PR #632, opened 2021-11-01
Make unit check case insensitive

### LINKED ISSUE #631: Unit checking should be case INsensitive
Currently checking for the proper units in `derive_param_*()` functions is case sensitive which leads to annoying errors such as this one.

```
Error: It is expected that HR is measured in beats/min.
In the input dataset it is measured in `BEATS/MIN`
```

Let's make the check case insensitive and ensure that these kind of error do *not* appear.

thomas-neitmann:
Close #631 

@Roche-GSK/admiral-devs Would be great if someone could review this today as I'd like to have this functionality included for the R in Pharma demo tomorrow.

### DIFF
--- a/R/assertions.R
+++ b/R/assertions.R
@@ -860,16 +860,16 @@ assert_unit <- function(dataset, param, required_unit, get_unit_expr) {
     pull(`_unit`) %>%
     unique()
 
-  if (length(units) != 1L || units != required_unit) {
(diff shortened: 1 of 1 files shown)


malexthorpe (approved):
All looks good.

thomas-neitmann:
Thanks @malexthorpe!

PR #640, opened 2021-11-05
Move SDTM data to cdiscpilot pkg

### LINKED ISSUE #639: Move SDTM datasets into their own package
Having the SDTM datasets as part of admiral causes some trouble. For one we get a NOTE when running `R CMD check` saying the package size is too large and also running both `devtools::document()` and `devtools::check()` seems to be extremely slowed down by the presence of all the datasets.

thomas-neitmann:
Close #639


thomas-neitmann:
@bundfussr @aehmann-gsk Woud be great if you could approve this PR.

millerg23 (approved):
All looks good, no comments.

PR #108, opened 2025-06-06
Upgrade zod to v4

wengkhing:
## What

- Bump zod to v4 (major version)
- Simplifies `createEntityConfig`, we could remove `effects` field entirely
- All schemas, `baseSchema`, `createSchema` and `mutualSchema` supports refine.

## Why
- Major performance upgrade especially when resolving types, [almost x100 faster
](https://zod.dev/v4?id=100x-reduction-in-tsc-instantiations)
## Note
Zod 3.25.0 onwards include v4 codes, there isn't an actual v4 package yet but this could help [transition to the actual v4](https://zod.dev/v4?id=versioning) package easily

## How to use

With `effects` gone, how can we refine schema? Here's a simple example, simple enough?

```js
import { createEntityConfig } from '@monorise/base';
import { z } from 'zod/v4';

const baseSchema = z
  .object({
    name: z.string(),
    age: z.number(),
  })
  .refine(
    (value) => {
      if (value.age < 16) {
        return false;
      }

      return true;
    },
    {
      message:
        'Must be at least 16 years old',
      path: ['options'],
    },
  );

const config = createEntityConfig({
  name: 'user',
  displayName: 'User',
  baseSchema,
  searchableFields: ['name'],
});

export default config;
```

### DIFF
--- a/.changeset/legal-areas-sell.md
+++ b/.changeset/legal-areas-sell.md
@@ -1,0 +1,5 @@
+---
+"@monorise/base": minor
+---
+
+Upgrade zod to v4, retire `effects` field since we can merge refined shapes, improves usability of `createEntityConfig`
--- a/packages/base/package.json
+++ b/packages/base/package.json
@@ -2,6 +2,7 @@
   "name": "@monorise/base",
   "version": "0.0.4",
   "description": "",
+  "type": "module",
   "main": "dist/index.js",
   "types": "dist/index.d.ts",
   "directories": {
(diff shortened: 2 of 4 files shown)


jyungtong:
is there any impact on existing implementation in our consumer app?

Do we need to change all import to 'zod/v4' to use this?

wengkhing:
> is there any impact on existing implementation in our consumer app?
> 
> Do we need to change all import to 'zod/v4' to use this?

Yes, it's a breaking change unfortunately. However, still haven't sort out typing issue for react-hook-form. The form seems to work without issue, but the type doesn't resolve correctly, but wow just in time, the resolved for zod v4 just released 2 days ago: https://github.com/react-hook-form/resolvers/issues/768

PR #111, opened 2025-06-12
chore: standardized error handling in promise call

jyungtong:
# why
- a lot unhandled error throw into our error tracking service, which could consume $$$

### DIFF
--- a/packages/react/actions/core.action.ts
+++ b/packages/react/actions/core.action.ts
@@ -38,6 +38,13 @@ import type { AppActions } from './app.action';
 // USE store.getState() WHEN using within an action such as getEntity, getProfile
 // USE store() WHEN using within a react hook so that it gets the benefit of reactivity, such as useProfile, useEntity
# # # # # # #
### [Your assignment]
Once you have read the records above, output each of them verbatim.

### [Solution to the problem]
PR #632, opened 2021-11-01
Make unit check case insensitive

### LINKED ISSUE #631: Unit checking should be case INsensitive
Currently checking for the proper units in `derive_param_*()` functions is case sensitive which leads to annoying errors such as this one.

```
Error: It is expected that HR is measured in beats/min.
In the input dataset it is measured in `BEATS/MIN`
```

Let's make the check case insensitive and ensure that these kind of error do *not* appear.

thomas-neitmann:
Close #631 

@Roche-GSK/admiral-devs Would be great if someone could review this today as I'd like to have this functionality included for the R in Pharma demo tomorrow.

### DIFF
--- a/R/assertions.R
+++ b/R/assertions.R
@@ -860,16 +860,16 @@ assert_unit <- function(dataset, param, required_unit, get_unit_expr) {
     pull(`_unit`) %>%
     unique()
 
-  if (length(units) != 1L || units != required_unit) {
(diff shortened: 1 of 1 files shown)


malexthorpe (approved):
All looks good.

thomas-neitmann:
Thanks @malexthorpe!

PR #640, opened 2021-11-05
Move SDTM data to cdiscpilot pkg

### LINKED ISSUE #639: Move SDTM datasets into their own package
Having the SDTM datasets as part of admiral causes some trouble. For one we get a NOTE when running `R CMD check` saying the package size is too large and also running both `devtools::document()` and `devtools::check()` seems to be extremely slowed down by the presence of all the datasets.

thomas-neitmann:
Close #639


thomas-neitmann:
@bundfussr @aehmann-gsk Woud be great if you could approve this PR.

millerg23 (approved):
All looks good, no comments.

PR #108, opened 2025-06-06
Upgrade zod to v4

wengkhing:
## What

- Bump zod to v4 (major version)
- Simplifies `createEntityConfig`, we could remove `effects` field entirely
- All schemas, `baseSchema`, `createSchema` and `mutualSchema` supports refine.

## Why
- Major performance upgrade especially when resolving types, [almost x100 faster
](https://zod.dev/v4?id=100x-reduction-in-tsc-instantiations)
## Note
Zod 3.25.0 onwards include v4 codes, there isn't an actual v4 package yet but this could help [transition to the actual v4](https://zod.dev/v4?id=versioning) package easily

## How to use

With `effects` gone, how can we refine schema? Here's a simple example, simple enough?

```js
import { createEntityConfig } from '@monorise/base';
import { z } from 'zod/v4';

const baseSchema = z
  .object({
    name: z.string(),
    age: z.number(),
  })
  .refine(
    (value) => {
      if (value.age < 16) {
        return false;
      }

      return true;
    },
    {
      message:
        'Must be at least 16 years old',
      path: ['options'],
    },
  );

const config = createEntityConfig({
  name: 'user',
  displayName: 'User',
  baseSchema,
  searchableFields: ['name'],
});

export default config;
```

### DIFF
--- a/.changeset/legal-areas-sell.md
+++ b/.changeset/legal-areas-sell.md
@@ -1,0 +1,5 @@
+---
+"@monorise/base": minor
+---
+
+Upgrade zod to v4, retire `effects` field since we can merge refined shapes, improves usability of `createEntityConfig`
--- a/packages/base/package.json
+++ b/packages/base/package.json
@@ -2,6 +2,7 @@
   "name": "@monorise/base",
   "version": "0.0.4",
   "description": "",
+  "type": "module",
   "main": "dist/index.js",
   "types": "dist/index.d.ts",
   "directories": {
(diff shortened: 2 of 4 files shown)


jyungtong:
is there any impact on existing implementation in our consumer app?

Do we need to change all import to 'zod/v4' to use this?

wengkhing:
> is there any impact on existing implementation in our consumer app?
> 
> Do we need to change all import to 'zod/v4' to use this?

Yes, it's a breaking change unfortunately. However, still haven't sort out typing issue for react-hook-form. The form seems to work without issue, but the type doesn't resolve correctly, but wow just in time, the resolved for zod v4 just released 2 days ago: https://github.com/react-hook-form/resolvers/issues/768

PR #111, opened 2025-06-12
chore: standardized error handling in promise call

jyungtong:
# why
- a lot unhandled error throw into our error tracking service, which could consume $$$

### DIFF
--- a/packages/react/actions/core.action.ts
+++ b/packages/react/actions/core.action.ts
@@ -38,6 +38,13 @@ import type { AppActions } from './app.action';
 // USE store.getState() WHEN using within an action such as getEntity, getProfile
 // USE store() WHEN using within a react hook so that it gets the benefit of reactivity, such as useProfile, useEntity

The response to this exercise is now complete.